EXERCISE: Search the records below for "This pattern was". Return that line and all remaining lines exactly.

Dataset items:
[Start of section]
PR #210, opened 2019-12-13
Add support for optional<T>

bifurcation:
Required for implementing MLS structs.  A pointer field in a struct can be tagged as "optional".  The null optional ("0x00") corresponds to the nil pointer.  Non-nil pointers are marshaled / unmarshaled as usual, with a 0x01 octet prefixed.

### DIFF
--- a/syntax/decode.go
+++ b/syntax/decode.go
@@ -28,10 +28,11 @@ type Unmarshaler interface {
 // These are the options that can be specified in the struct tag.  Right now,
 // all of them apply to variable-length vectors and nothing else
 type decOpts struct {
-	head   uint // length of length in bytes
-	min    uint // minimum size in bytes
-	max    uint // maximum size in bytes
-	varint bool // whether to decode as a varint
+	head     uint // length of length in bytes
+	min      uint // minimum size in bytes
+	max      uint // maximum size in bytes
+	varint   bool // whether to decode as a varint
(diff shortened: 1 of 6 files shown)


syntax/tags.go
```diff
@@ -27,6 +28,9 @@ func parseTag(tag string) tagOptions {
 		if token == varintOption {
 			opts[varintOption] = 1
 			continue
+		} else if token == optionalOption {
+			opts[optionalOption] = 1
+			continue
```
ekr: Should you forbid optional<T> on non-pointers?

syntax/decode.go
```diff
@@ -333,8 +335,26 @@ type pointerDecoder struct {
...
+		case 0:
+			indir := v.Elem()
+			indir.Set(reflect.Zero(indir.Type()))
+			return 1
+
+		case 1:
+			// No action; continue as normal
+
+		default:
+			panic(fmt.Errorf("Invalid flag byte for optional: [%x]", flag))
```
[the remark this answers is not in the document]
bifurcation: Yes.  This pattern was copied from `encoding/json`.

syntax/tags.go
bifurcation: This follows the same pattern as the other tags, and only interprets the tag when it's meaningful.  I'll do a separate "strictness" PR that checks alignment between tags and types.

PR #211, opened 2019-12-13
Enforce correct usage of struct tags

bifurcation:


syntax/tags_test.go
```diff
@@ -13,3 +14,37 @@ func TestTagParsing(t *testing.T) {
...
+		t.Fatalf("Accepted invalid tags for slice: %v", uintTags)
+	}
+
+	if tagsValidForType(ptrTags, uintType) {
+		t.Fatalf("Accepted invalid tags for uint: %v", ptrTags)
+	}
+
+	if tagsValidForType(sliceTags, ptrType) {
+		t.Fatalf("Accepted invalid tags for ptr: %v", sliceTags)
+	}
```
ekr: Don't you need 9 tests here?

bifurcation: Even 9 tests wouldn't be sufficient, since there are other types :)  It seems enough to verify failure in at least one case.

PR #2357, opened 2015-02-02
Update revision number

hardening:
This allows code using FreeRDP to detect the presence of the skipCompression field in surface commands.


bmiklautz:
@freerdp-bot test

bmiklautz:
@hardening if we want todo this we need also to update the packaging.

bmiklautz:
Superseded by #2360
[End of section]
TASK OUTPUT:
bifurcation: Yes.  This pattern was copied from `encoding/json`.

syntax/tags.go
bifurcation: This follows the same pattern as the other tags, and only interprets the tag when it's meaningful.  I'll do a separate "strictness" PR that checks alignment between tags and types.

PR #211, opened 2019-12-13
Enforce correct usage of struct tags

bifurcation:


syntax/tags_test.go
```diff
@@ -13,3 +14,37 @@ func TestTagParsing(t *testing.T) {
...
+		t.Fatalf("Accepted invalid tags for slice: %v", uintTags)
+	}
+
+	if tagsValidForType(ptrTags, uintType) {
+		t.Fatalf("Accepted invalid tags for uint: %v", ptrTags)
+	}
+
+	if tagsValidForType(sliceTags, ptrType) {
+		t.Fatalf("Accepted invalid tags for ptr: %v", sliceTags)
+	}
```
ekr: Don't you need 9 tests here?

bifurcation: Even 9 tests wouldn't be sufficient, since there are other types :)  It seems enough to verify failure in at least one case.

PR #2357, opened 2015-02-02
Update revision number

hardening:
This allows code using FreeRDP to detect the presence of the skipCompression field in surface commands.


bmiklautz:
@freerdp-bot test

bmiklautz:
@hardening if we want todo this we need also to update the packaging.

bmiklautz:
Superseded by #2360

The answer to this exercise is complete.